EXERCISE REQUIREMENTS »
What lines of the data below hold the string "then"? Copy each one out.

WORKING DATA »

PR #65, opened 2015-02-28
when current tmux pane is zoomed in, avoid accidentally zoom out by moving off the edge of vim pane.

zhengwy888:
First pull request for me on github. Let me know if you have any comment.

### DIFF
--- a/plugin/tmux_navigator.vim
+++ b/plugin/tmux_navigator.vim
@@ -40,11 +40,18 @@ function! s:NeedsVitalityRedraw()
   return exists('g:loaded_vitality') && v:version < 704 && !has("patch481")
 endfunction
 
+function! s:TmuxIsZoomed() 
+   return system("tmux display-message -p '#{window_flags}' |grep -c Z") != 0
+endfunction
+
 function! s:TmuxAwareNavigate(direction)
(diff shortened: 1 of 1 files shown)


christoomey:
Hello @zhengwy888, thanks for update and congrats on your first PR! Unfortunately I personally rely on the fact that navigating unzooms. Similarly, I rarely zoom the vim pane, but instead zoom a test runner or shell pane, and then I only do it briefly to read some scrollback and then immediately unzoom. I think spending a lot of time in a zoomed pane is a pattern to avoid, rather than enable.

All that said, as a potential alternate solution you can use "zooming" within vim itself if you need to see more of a buffer. I use the following mappings to allow me to maximize the current buffer (`<leader>-`), and then rebalance to make all buffers equal (`<leader>=`).

``` vim
" automatically rebalance windows on vim resize
autocmd VimResized * :wincmd =

" zoom a vim pane, <C-w>= to re-balance
nnoremap <leader>- :wincmd _<cr>:wincmd \|<cr>
nnoremap <leader>= :wincmd =<cr>
```

Hope that helps and thanks for sharing.

blueyed:
See #133 for a fresh approach at this.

EXPECTED ANSWER »
Hello @zhengwy888, thanks for update and congrats on your first PR! Unfortunately I personally rely on the fact that navigating unzooms. Similarly, I rarely zoom the vim pane, but instead zoom a test runner or shell pane, and then I only do it briefly to read some scrollback and then immediately unzoom. I think spending a lot of time in a zoomed pane is a pattern to avoid, rather than enable.
All that said, as a potential alternate solution you can use "zooming" within vim itself if you need to see more of a buffer. I use the following mappings to allow me to maximize the current buffer (`<leader>-`), and then rebalance to make all buffers equal (`<leader>=`).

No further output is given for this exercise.